**What to work on:**
Without changing anything, output the records below.

**Dataset records:**
PR #665, opened 2019-02-26
Defines which Table Decorator to use for Actions

gowrav-vishwakarma:


src/Grid.php
```diff
@@ -83,6 +83,9 @@ class Grid extends View
 
     public $defaultTemplate = 'grid.html';
 
+    // Defines which Table Decorator to use for Actions
+    protected $actionDecorator = 'Actions';
```
DarkSide666: shouldn't it be `Actions::class` ? :)

Issue #664, opened 2019-02-25
Lookup field empties itself when resetting


romaninsh:
Clicking on Lookup field which currently has a value, and then closing it by clicking somewhere else resets the value to the empty one.

(observed in safari)

ibelar:
Fix in #671

DarkSide666:
Should be fixed

Issue #663, opened 2019-02-25
On Custom Form Layout, Lookup FormField has an empty <label> tag


PhilippGrashoff:
Normally, input fields in Custom Form Layout do not have a <label> tag. However, the lookup formfield has an empty <label> tag in a custom form layout.

romaninsh:
Could you provide some screneshot or test-code?

PhilippGrashoff:
![label_on_lookup](https://user-images.githubusercontent.com/33204878/53366972-2d79e280-3945-11e9-8f63-82e2957122ef.png)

**Result of this exercise:**
PR #665, opened 2019-02-26
Defines which Table Decorator to use for Actions

gowrav-vishwakarma:


src/Grid.php
```diff
@@ -83,6 +83,9 @@ class Grid extends View
 
     public $defaultTemplate = 'grid.html';
 
+    // Defines which Table Decorator to use for Actions
+    protected $actionDecorator = 'Actions';
```
DarkSide666: shouldn't it be `Actions::class` ? :)

Issue #664, opened 2019-02-25
Lookup field empties itself when resetting


romaninsh:
Clicking on Lookup field which currently has a value, and then closing it by clicking somewhere else resets the value to the empty one.

(observed in safari)

ibelar:
Fix in #671

DarkSide666:
Should be fixed

Issue #663, opened 2019-02-25
On Custom Form Layout, Lookup FormField has an empty <label> tag


PhilippGrashoff:
Normally, input fields in Custom Form Layout do not have a <label> tag. However, the lookup formfield has an empty <label> tag in a custom form layout.

romaninsh:
Could you provide some screneshot or test-code?

PhilippGrashoff:
![label_on_lookup](https://user-images.githubusercontent.com/33204878/53366972-2d79e280-3945-11e9-8f63-82e2957122ef.png)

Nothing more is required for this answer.